● What needs to be done: Return copies of the lines below that mention "again".

■ ■ ■ ■ ■

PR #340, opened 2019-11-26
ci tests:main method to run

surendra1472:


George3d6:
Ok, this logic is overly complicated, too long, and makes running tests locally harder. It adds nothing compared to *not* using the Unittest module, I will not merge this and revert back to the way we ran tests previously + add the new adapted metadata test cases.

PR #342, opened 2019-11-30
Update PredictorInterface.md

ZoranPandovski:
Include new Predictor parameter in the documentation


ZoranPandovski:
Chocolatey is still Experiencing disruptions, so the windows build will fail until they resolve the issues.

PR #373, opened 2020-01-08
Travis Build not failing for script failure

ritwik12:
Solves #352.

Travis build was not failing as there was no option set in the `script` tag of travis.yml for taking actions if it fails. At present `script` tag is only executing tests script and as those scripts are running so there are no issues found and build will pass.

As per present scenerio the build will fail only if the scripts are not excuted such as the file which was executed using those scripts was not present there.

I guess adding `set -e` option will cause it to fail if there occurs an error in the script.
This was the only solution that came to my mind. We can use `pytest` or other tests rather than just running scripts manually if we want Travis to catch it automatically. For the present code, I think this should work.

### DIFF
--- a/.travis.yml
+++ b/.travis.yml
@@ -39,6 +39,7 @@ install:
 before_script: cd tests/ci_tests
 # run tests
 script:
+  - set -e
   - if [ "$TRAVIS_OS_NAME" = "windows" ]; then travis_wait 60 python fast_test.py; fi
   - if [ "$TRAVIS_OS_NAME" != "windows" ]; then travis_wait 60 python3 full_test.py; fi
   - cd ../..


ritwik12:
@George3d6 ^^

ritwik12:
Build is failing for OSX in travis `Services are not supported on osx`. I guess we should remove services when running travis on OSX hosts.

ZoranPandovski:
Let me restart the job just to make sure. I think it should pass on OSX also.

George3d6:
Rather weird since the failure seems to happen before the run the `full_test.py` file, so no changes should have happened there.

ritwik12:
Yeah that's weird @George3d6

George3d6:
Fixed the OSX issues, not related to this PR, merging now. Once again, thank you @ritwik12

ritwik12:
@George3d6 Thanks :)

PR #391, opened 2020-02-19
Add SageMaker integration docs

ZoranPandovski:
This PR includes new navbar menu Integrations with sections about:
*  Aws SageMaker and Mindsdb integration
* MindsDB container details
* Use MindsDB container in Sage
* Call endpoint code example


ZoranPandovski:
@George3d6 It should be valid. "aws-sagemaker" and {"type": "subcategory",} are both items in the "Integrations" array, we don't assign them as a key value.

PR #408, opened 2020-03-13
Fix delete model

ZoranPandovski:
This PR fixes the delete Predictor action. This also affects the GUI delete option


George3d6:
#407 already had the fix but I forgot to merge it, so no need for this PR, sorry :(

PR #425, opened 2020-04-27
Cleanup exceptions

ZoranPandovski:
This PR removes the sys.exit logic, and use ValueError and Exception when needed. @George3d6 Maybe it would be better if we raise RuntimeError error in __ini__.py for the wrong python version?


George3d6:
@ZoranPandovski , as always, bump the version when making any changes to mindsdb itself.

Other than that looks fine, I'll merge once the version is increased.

■ ■ ■ ■ ■

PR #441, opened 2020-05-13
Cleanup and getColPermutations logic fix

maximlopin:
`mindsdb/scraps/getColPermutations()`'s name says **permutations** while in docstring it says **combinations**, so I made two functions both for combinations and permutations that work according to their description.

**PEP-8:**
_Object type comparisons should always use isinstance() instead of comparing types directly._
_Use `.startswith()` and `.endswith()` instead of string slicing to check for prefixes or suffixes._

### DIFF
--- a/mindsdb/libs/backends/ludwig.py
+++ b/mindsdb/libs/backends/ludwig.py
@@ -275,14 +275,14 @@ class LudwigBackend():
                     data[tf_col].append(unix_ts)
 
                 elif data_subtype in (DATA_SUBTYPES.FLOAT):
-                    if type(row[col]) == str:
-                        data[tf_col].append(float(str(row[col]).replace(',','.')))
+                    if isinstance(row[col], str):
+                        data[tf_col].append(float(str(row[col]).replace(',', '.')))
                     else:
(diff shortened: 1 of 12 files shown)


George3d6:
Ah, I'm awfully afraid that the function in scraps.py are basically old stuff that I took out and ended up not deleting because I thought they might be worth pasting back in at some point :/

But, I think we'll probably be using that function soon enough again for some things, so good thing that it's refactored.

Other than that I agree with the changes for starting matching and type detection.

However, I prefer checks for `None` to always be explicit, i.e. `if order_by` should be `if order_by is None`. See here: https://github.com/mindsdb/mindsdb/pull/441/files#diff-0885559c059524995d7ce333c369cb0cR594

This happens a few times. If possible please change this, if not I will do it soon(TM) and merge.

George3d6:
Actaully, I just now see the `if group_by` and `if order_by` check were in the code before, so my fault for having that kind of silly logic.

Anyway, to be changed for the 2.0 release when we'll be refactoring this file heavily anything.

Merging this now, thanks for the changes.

■ ■ ■ ■ ■

● Output of the task:
Fixed the OSX issues, not related to this PR, merging now. Once again, thank you @ritwik12
But, I think we'll probably be using that function soon enough again for some things, so good thing that it's refactored.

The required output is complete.